'Is microbial life, including viruses, changing too?'


New Delhi, Apr 19 (IANS): With alarms sounded about the declining diversity of plants and animals, a related concern with equally profound implications is posed: Is the variety of microbial life, including viruses, changing too -- and if so, in which direction and how fast?

In a paper published on Monday, David S. Thaler of the University of Basel, Switzerland, and Guest Investigator at The Rockefeller University's Programme for the Human Environment (PHE), notes "clearly downwards" trajectory of plant and animal diversity, constituting "a key issue of the Anthropocene".

Whether change is underway also in the world of microbes -- the tiniest cogs in planetary functioning -- is "a complete unknown. We have no idea whether global microbial diversity is increasing, decreasing, or staying the same," says Thaler.

'Microbes' in this context means 'the tiniest living things, including bacteria, archaebacteria, single-celled eukaryotes, and viruses of all organisms'.

"Most scientific papers tell us new facts. This is a different kind of paper; it does not answer anything but asks a new question," says Thaler.

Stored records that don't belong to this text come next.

PR #202, opened 2020-10-19
Collapse patients after selecting an action

balderdash:

**Screenshots**
collapse

**Reviewer should merge**
* No

### DIFF
--- a/src/Components/LabelWrapper.tsx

"Socrates called ignorance of what we do not know 'profound ignorance'. This kind of ignorance was also famously termed 'unknown unknowns' by former US Defence Secretary Donald Rumsfeld. Today's paper identifies what is (or was, as of now) a biological 'unknown unknown'."

Thaler points out that assessing plant and animal biodiversity involves counting different species within a given timeframe and then comparing a subsequent count.

"By doing so, we learned that some species have recently become extinct, and many exist in fewer numbers, with an estimated one million at risk of extinction within decades.

"The same approach has been used to monitor, for example, changes in microbial diversity in an intestine due to dietary changes."

Unfortunately, says Thaler, it may be impossible to "count everything at different times" to figure out the direction of change in global microbial biodiversity because the extent of current microbial biodiversity is unknown, and a large fraction of the microbial world may exist in hard-to-access, rare, or extreme environments -- the deeper the depth, the less "we know".

Previous research has theorized that the deep hot biosphere may contain the majority of planet's microbial biodiversity. Resolving this problem might require 20 years before there is a sufficient understanding of the deep biosphere and other hard-to-access environments.

A possible 'chicken and egg' paradox may prove hard to resolve: Establishing a baseline sequence library may never be finished because new diversity is generated more rapidly than it is measured. If some or all parts of microbial diversity are rapidly increasing, then survey approaches may never catch up to this dynamic process.

Thaler said: "The world is finding hundreds of variants of the SARS-CoV-2 virus that causes Covid-19, one of a very roughly estimated 10 billion different kinds of microbes each evolving in its own ways.

"Microbial evolution is not always toward greater diversity, microbes can also become extinct, smallpox virus being an example," he adds.

"Countless other viruses and bacteria probably have also come and gone without our ever having known of their existence. Some microbes are specific in their associations with certain animals and plants. As these plants and animals become extinct, it seems likely that specialized microbes associated with them have also vanished."